WHAT TO WORK ON: Scan the records for the string "from"; copy each line where it occurs.
_ _ _
PR #235, opened 2024-03-28
test(make): minor follow up on taint make command

charliedmcb:
Fixes # 

**Description**
@tallaxes noticed a few solid changes to make to the command after completion, so addressing them here:
- https://github.com/Azure/karpenter-provider-azure/pull/234

Ran this on a newly created cluster and it tainted the nodes
*

- [ ] Yes, issue opened: # 
- [x] No

**Release Note**

```release-note
NONE
```

### DIFF
--- a/Makefile-az.mk
+++ b/Makefile-az.mk
@@ -232,7 +232,7 @@ az-rmnodeclaims-fin: ## Remove Karpenter finalizer from all nodeclaims (use with
 az-rmnodeclaims: ## kubectl delete all nodeclaims; don't wait for finalizers (use with care!)
 	kubectl delete --wait=false nodeclaims --all
 
-az-taintnodes: ## Taint all system nodepool nodes
+az-taintsystemnodes: ## Taint all system nodepool nodes
 	kubectl taint nodes CriticalAddonsOnly=true:NoSchedule --selector='kubernetes.azure.com/mode=system' --overwrite
 
 az-e2etests: ## Run e2etests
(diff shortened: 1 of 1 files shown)


tallaxes (approved):
LGTM (could consider having target name mention system nodes, but not critical)

Makefile-az.mk
```diff
@@ -232,8 +232,8 @@ az-rmnodeclaims-fin: ## Remove Karpenter finalizer from all nodeclaims (use with
 az-rmnodeclaims: ## kubectl delete all nodeclaims; don't wait for finalizers (use with care!)
 	kubectl delete --wait=false nodeclaims --all
 
-az-taintnodes: ## Run e2etests
-	kubectl taint nodes CriticalAddonsOnly=true:NoSchedule --all --overwrite
+az-taintnodes: ## Taint all system nodepool nodes
+	kubectl taint nodes CriticalAddonsOnly=true:NoSchedule --selector='kubernetes.azure.com/mode=system' --overwrite
```
Bryce-Soghigian, line 236: I would prefer to taint all nodes not just system

charliedmcb: I agree with Alex that it should not taint the karpenter nodes. Could look at tainting any "aks nodepool" nodes. Is there a particular reason you want all nodes?

I know for myself I'd prefer otherwise as I ended up accidentally tainting some karpenter nodes before

charliedmcb:
> LGTM (could consider having target name mention system nodes, but not critical)

Updated. I think it makes sense to more specifically mention system.

tallaxes (approved):

Bryce-Soghigian (approved):

Makefile-az.mk
charliedmcb: Talked offline for a bit, around the fact that sometimes with stuck nodes being able to blanket taint them all and run tests on top can be useful. I think the scenario of just wanting system nodes will be more common. However, open to adding a taint all if it would be useful within the future.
_ _ _
RESPONSE TO THE EXERCISE:
@@ -232,7 +232,7 @@ az-rmnodeclaims-fin: ## Remove Karpenter finalizer from all nodeclaims (use with
@@ -232,8 +232,8 @@ az-rmnodeclaims-fin: ## Remove Karpenter finalizer from all nodeclaims (use with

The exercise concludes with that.